Learning an Optimal Transport Brenier Map
- With: Félix FOURREAU
- Ressources: Report / slides / Code
- When: 2025
- Associated to: MVA
- Category: Research, Generative Models, Optimal Transport
Project description
This group project’s goal was to investigate Monotone Gradient Networks. Under some mild assumptions assumptions, these networks have been shown to be universal approximators of gradients of convex functions. These architecture’s are motivated by the Brenier Theorem, in optimal transport:
Consider Monge’s OT problem:
\[\inf_{T:\, T_\# p_X = p_Y} \mathbb{E}_{x\sim p_X}\left[c\bigl(x,T(x)\bigr)\right]\]where \(T_\# p_X = p_Y\) denotes that the mapping $T$ pushes forward the source measure $p_X$ onto the target measure $p_Y$ and $c$ is a cost function (typically, the squared Euclidean distance). When $c(x,y)=|x-y|^2$, Brenier’s Theorem guarantees that, under mild conditions, the unique optimal transport map is characterized by being the gradient of a convex function:
\[T(x) = \nabla \varphi(x) \quad \text{for } p_X\text{-almost every } x.\]This result motivates learning the gradient directly from data when an explicit convex potential is difficult to construct.
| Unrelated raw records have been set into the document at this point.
PR #9884, opened 2021-10-26
split some llvm components

MehdiChinoune:
lldb, openmp, polly, mlir, libc++, libc++abi and libunwind


jeremyd2019:
Did you decide not to pursue merging clang-analyzer?  I am strongly leaning toward at least undoing my change of moving clang-check and clang-extdef-mapping to clang-analyzer (part of 94c7653) because they are being checked for when using clang's cmake modules.

jeremyd2019:
Other than that, this should wait until clangarm64 13.0.0-2 is uploaded, so that it definitely will use that instead of deleting it and using -1, potentially having the pkgrel dependency cause issues.

MehdiChinoune:
I think we should remove 'clang-analyzer' from `lldb` make-dependencies to make the issue is resolved.

LABPBS:
While you are at it rebuilding this theres this comment by @revelator which may be relevant(?) https://github.com/msys2/MINGW-packages/discussions/7589#discussioncomment-1427915

jeremyd2019:
This is interesting: https://lists.llvm.org/pipermail/llvm-dev/2021-October/153238.html hopefully they'll have some sort of archive to download for it, rather than having to download all of llvm-project just to get the cmake files for the runtimes.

Therefore, we implemented the M-MGN & C-MGN networks, and tested them on these tasks:
- Mapping one gaussian to another
- Mapping one GMM to another
- Mapping pixel distributions
- Learning a MNIST generative network
Moreover, we introcuced the use of two losses, that were not tested in the paper:
- Kullback-Leibler divergence
- Wasserstein distance approximation through the adversarial formulation (WGANs)
- We also experimented with Maximum Mean Discrepancy (MMD), similarly to MMD-GANs (but with a Monotone Gradient generator and a different source distribution)
We show promising results for low dimensional settings, but that the models severely lacks a sufficient complexity for learning generative networks in high-dimensional spaces.